# who wants to play a game?



## sneakygroundbuzzard (Nov 1, 2012)

well i was looking on google earth the other day

low and behold what did i see

i seen my truck in the parking area of one of my favorite hunting spots

then i spotted my hunting blind

this google earth pic was taken last may 11th,it was a saturday and the wife and i were out hunting

so this gave me an idea(once again a headache as i had to think again)

i came up with a game

i will give google earth coordinates and and eye altitude of where my truck is

then whom ever is the first to find my hunting blind and give me the proper google earth coordinates(at a predetermined eye altitude as far as google earth lists it)
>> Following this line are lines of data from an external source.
PR #229, opened 2026-09-02
programs: add the rust_vec crate with a Vec model and wire codec

theebayuser:
## Summary

- rust_vec: six exports over the talos-stdio byte stream. Every export reads one borsh value and writes one borsh value (`from_slice` / `to_vec`, `default-features = false`).
- `vec_push` is new. `vec_pop` now writes `(Option<u32>, Vec<u32>)` and `vec_get` writes `Option<u32>`. `vec_len`, `vec_contains`, `vec_sum32` keep their shape. Tell me if the last two should go.
- codelib: `CodeLib.RustStd.Borsh` names the borsh layouts over `Vec.serialize` (`u32`, `bool`, `option`, `vec`, `vec?`, round trip `vec?_vec`). A tuple is `++`.
- Lean: six partial contracts (`WritesOrOOM`, the `talos.oom` disjunct as in Mergesort), stated with those layouts. Proved: the round trip, the three module facts, `contract_names_start` (every export name starts a call), and five readers on well-formed input (`push`, `get`, `pop`, `pop` on empty, `sum32`).
- This PR does not prove the contracts themselves. That proof needs the allocator carried through the borsh decoder, and it is a separate PR.

## Verification

- cargo fmt --check; cargo test -p rust_vec (7 tests); cargo clippy --target wasm32-unknown-unknown --all-targets -- -D warnings
- just verifier-check --force-emit --no-prove twice, byte-identical output
- lake build --wfail in codelib and lake build Project --wfail; just runner-smoke
- The proofs use no native evaluation axiom. The module facts close by `decide +kernel`.
- module: 13,034 bytes, 93 functions (25,107 and 119 with borsh's default features)

## Open question

`verifier extract` knows `rust-exported`, `rust-internal`, and `lean`. The extractor warns about `rust-exported-partial` (7 uses across two crates) and drops it, so these specs show no Rust link in the report. Should the extractor learn the tag?


programs/rust/rust_vec/src/lib.rs
```diff
@@ -0,0 +1,94 @@
...
+    write(&(data.len() as u32).to_le_bytes());
+}
+
+/// Write the last byte, or nothing when the input is empty.
+pub fn vec_pop() {
+    let mut data = read_all();
+    if let Some(byte) = data.pop() {
+        write(&[byte]);
+    }
+}
```
mfornet: I'd make the interface similar to a functional programming. For example:

```
vec = read_vec()
element = vec.pop()
write(element, vec) // write the element and the remaining vec
```

In this case, element can be an option, which requires some custom serialization, I recommend using [borsh](https://borsh.io/) (https://crates.io/crates/borsh) for serializing and deserializing everything.

mfornet (changes requested):
Let's include in this program

- vector length (done)
- vector push
- vector pop
- vector get

programs/rust/rust_vec/src/lib.rs
theebayuser: sounds good

PR #236, opened 2026-09-11
Improve float_minmax specification and verification

UjjwalAshiwal:
Upgraded the existing float_minmax Lean specification by replacing the True placeholder with actual check_min/check_max specifications.

Added IEEE-754 edge-case proofs for NaN, ±0, and ±Inf, along with a concrete Wasm execution check for check_min.


UjjwalAshiwal (commented):
upgraded

PR #747, opened 2021-03-26
Language BNF update

mariari:
This update starts the syntax changes for the language.

This pr will contain both the BNF changes, which we should talk about, and the parser changes to the best of my ability.

### DIFF
--- a/doc/Frontend/syntax.org
+++ b/doc/Frontend/syntax.org
@@ -37,9 +37,17 @@
 
   ;; Match-logic could just be a name, and so is thus fine
   ;; # is for implicit
+  ;; : is for named symbols... AKA Keywords
   ;; Should we have implicit pattern matching like here?
-  args ::= <match-logic>
-         | #<match-logic>
+  args ::= <args-bare>
+         | #<args-no-#>
+         | :<args-no-:>
+
+  args-no-: ::= #<args-bare> | <args-bare>
+
+  args-no-# ::= :<args-bare> | <args-bare>
+
+  args-bare ::= <match-logic>
 
   ;; sig only here while indent sensitivity is not here
   ;; if we only have usage in arrows, we should allow a way to have
@@ -133,8 +141,7 @@
 
 
   ;; we use mod here to disambiguate it for parsing speed
-  moduleE ::= mod <name> <args>+ = <top-level>* end in <expression>
-            | mod <name> <args>+ <cond-top>* end in <expression>
+  moduleE ::= <module> in <expression>
 
   ;; what should we allow in a module signature?
   ;; begin and end are only here while we aren't indent sensitive
@@ -184,6 +191,7 @@
                  | <list>
                  | <parens>
                  | <symbol>
+                 | <keyword>
                  ; This is useful for having nested do's or matchs
                  | <block>
                  | <do>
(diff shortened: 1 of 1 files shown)


andy-morris:
as a little bikeshed i would prefer if there was something joining the name to the value so it doesn't look like two arguments, but it's not a big deal.

mariari:
> a couple of questions:
> 
> * how are these written in types? e.g. for `let id-with-label #A :x = x`, what's the accompanying `sig`?

```haskell
sig id-with-label : #a : typ -> :x : a -> a
let id-with-label #a :x = x
```

though for real id with label we shouldn't need to 

> * it looks like `f !x` is sugar for either `f #x x` or `f :x x`. so what happens if you have `let f #x :x = …`? is that just disallowed?

yes this is disallowed, as both take the name x

> * how do you distinguish between a `:name` being a named argument vs a literal symbol? e.g. if `f :x 4` corresponds to idris `f {x=4}` (one argument, called `x`, with value `4`), then how would you write the equivalence of `f 'x 4` (two arguments, no names, passed `'x` and `4` respectively)?


You'd have to name the x if it's conflicting so

`f :x :x 4`

CL works on this same principle 

> * the BNF looks like it accepts something like `let f :(Cons x xs) = …`. is there a name missing, or what is the name of this argument?

I was just mistaken, this should just be a re-assignment of names, so `:(<symbol> = <args-bare>)`

and `:<args-bare>` should just be `:<symbol>`


> * it also accepts `let f :#x #:y = …`. what are `:#` and `#:`?

this should have gotten changed in the last push, but if it ahsn't then my bad!

mariari:
> as a little bikeshed i would prefer if there was something joining the name to the value so it doesn't look like two arguments, but it's not a big deal.

That might be hard, as I already have used named arguments in other ways, like

```
mod (foo :backend Michelson.backend) ... = ...
```

where the forms themselves can be alists, further how would that look like in the literal? Another reason is that when one wants to write a macro over stuff, they can inspect the argument list, and grab any named arguments easily enough as they are also first class values

can you show me what you're thinking of?

cwgoes:
> as a little bikeshed i would prefer if there was something joining the name to the value so it doesn't look like two arguments, but it's not a big deal.

Yeah, I also had this sense when reading - it's a bit different in e.g.

```
mod (foo :backend Michelson.backend) ... = ...
```

because there are parentheses I guess, even here I would like some kind of joiner. What about just `=`?

mariari:
> > as a little bikeshed i would prefer if there was something joining the name to the value so it doesn't look like two arguments, but it's not a big deal.
> 
> Yeah, I also had this sense when reading - it's a bit different in e.g.
> 
> ```
> mod (foo :backend Michelson.backend) ... = ...
> ```
> 
> because there are parentheses I guess, even here I would like some kind of joiner. What about just `=`, e.g.
> 
> `foo :bar=3 :baz=2 4`
> 
> To me this is clearer. It is a little extra "stuff" though, which I guess is a bit less elegant, I can see why you like this way (no `=`).

The main objection I see to using = here is that is `:bar=` the valid symbol? I think it isn't so and plus we'd want users to be able to write `:bar=3` or `:bar = 3`. While this on the surface seems fine, one will realize that in order to insert named arguments at a meta level into things it'll be disconnected into a form like `(named-argument :bar 3)`. I think for the SEXP evaluation this can go either way usability wise (a lot more verbose), as now we don't have to group the keywords by two for functions that expect them to be, however I think we'd lose something in the ML, as the user couldn't form such form at a meta level due to `=` being a trick of the parser here, rather than just being a fist class value like the various keyword symbols.

Hard to fully put my finger on,

PR #761, opened 2021-04-09
got the codebase upgraded, removed arithmetic circuit backend

mariari:
Removed the circuit backend as we are using a version not relying on it for the current one @Acentelles .

We are pegged to 17.3 and not the latest 17.9 due to morley dependencies.

The excess line changes are due to the formatter being updated


cyberglot (approved):
no major changes, most files have been re-indented and it removes files related to arithmet circuits.

cwgoes (approved):
ACK

Issue #765, opened 2021-04-13
Lack of Exhaustion and unknown forms (Liquid Haskell)


mariari:
When traversing down complex strands of code where you are passing forms around like a mad man, one may forget what form exactly are they taking?

1. Am I taking an atom?
2. Am I taking a list?
3. Do I have an alist or is it grouped for me already?

These kinds of questions slow down development and may cause some confusion/bugs while it's being sorted out. This is less than ideal.

However we are in luck, with newer versions of GHC there is Liquid Haskell. So With this we can very well type the size of forms and even give them names! Further if we can break down the total amount of  forms, we may get back exhaustion.

However this will need to be investigated.

Thus we will set off and try to make abstractions that make working over concrete forms easier... even if it bears in compile time costs or run time costs, that is fine and can always be optimized away later.

mariari:
Currently the blocker for this is that it turns on every module and thus behaves very poorly

mariari:
Some Issues I've found

1. In the main module of Tests, you need to have measures and the protolude in scope see  https://github.com/ucsd-progsys/liquidhaskell/issues/770
2. Lexical scoping is **not** respected

Module Juvix.Library.Sexp.Types
```haskell
{-@ type Test = {s : T | lengthM s <= 4 } @-} 
```
Juvix.Frontend.Types.Sexp
```haskell
-- Importing everything qualified
import Juvix.Library
import qualified Juvix.Library.Sexp as Sexp
import qualified Juvix.Library.Sexp as Sexp
import qualified Juvix.Library.Sexp.Types as Sexp
{-@ type Test = {s : Sexp.T | Sexp.lengthM s > 5} @-}
type Test = Sexp.T

{-@ test :: Test @-}
test :: Sexp.T
test =
  Sexp.list [Sexp.number 1, Sexp.number 2, Sexp.number 3, Sexp.number 4, Sexp.number 5]
```
If lexical scope were respected it would grab the latest test here

However we get a refinement error
```haskell
src/Juvix/Frontend/Types/Sexp.hs:(14,1)-(15,87): error: …
    Liquid Type Mismatch
    .
    The inferred type
      VV : {v : Juvix.Library.Sexp.Types.T | Juvix.Library.Sexp.Types.lengthM v == Juvix.Library.lengthL ?j}
    .
    is not a subtype of the required type
      VV : {VV : Juvix.Library.Sexp.Types.T | Juvix.Library.Sexp.Types.lengthM VV <= 4}
```

[...]

PR #766, opened 2021-04-13
Getting Refinements up and running

mariari:
Things that need to get done before we merge this PR

- [ ] Get a demo of this used on the Frontend ML --> Lisp Translation
- [ ] Figure out the trouble points
- [ ] Learn how to use Liquid more


mariari:
Tries to implement #765

cyberglot:
I think we might have uncovered a bug in liquid haskell, I will report back soon.

cyberglot:
I just had to remove termination and totality checks that it compiles normally now.

mariari:
Some other issues to look out for
```haskell
import Juvix.Library (IO)
```
this type of import is dangerous as it tries to hardwire proofs so we have to import all of our library

mariari:
Seems `Juvix.ToCore.Types.Errors` takes forever to compile with liquid, we'll likely want a flag to have it ignore such large adts... probably a max depth option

i will give a prize to the first person with the right answer( the prize will be one of my knapped knives.i will post a pic of it if there is enough interest in playing)

the rules will be as follows(pretty simple actually)

1. you must be an active member of the forum with a minimum of 50 relivent posts on the site as of the day the game begines

2.the game will last for a 7 day period or end sooner if someone gets the answer earlier than the 7 days

3. i will pay shipping in the continental US only

4. i will determine the winner,in case of a tie i will have my lovely wife draw the winners name from a hat

pretty simple huh

so is there any interest in playing my game?

i would like to see atleast 20 members interested in playing my little game,just to make it worth my while for giving up one of my knapped knives


----------



## Agney5 (Sep 28, 2013)

I'm in sounds fun.

Sent from my DROID RAZR using Tapatalk


----------



## SerenityNetworks (Apr 9, 2013)

I'm in (until my wife asks why I'm up at midnight looking at Google Earth).


----------



## prairiewolf (Feb 19, 2012)

I'm in !!


----------



## youngdon (Mar 10, 2010)

I'm game !


----------



## dwtrees (Mar 5, 2012)

I'm in too. Search and find are fun games. It's just like hunting with out the weapon.


----------



## jswift (Dec 24, 2012)

Count me in.


----------



## catcapper (Feb 11, 2010)

This should be interesting.

awprint:


----------



## Ruger (Jan 22, 2011)

Should be fun!!!!!!


----------



## Bigdrowdy1 (Jan 29, 2010)

I am in and if i win I will just create another game for the same prize!! for I have a special one on the way!! You guys are yucky because I am working 14 to 16 hour days right now so ALL ya have a chance based on my computer skills it would not haave been fairy!!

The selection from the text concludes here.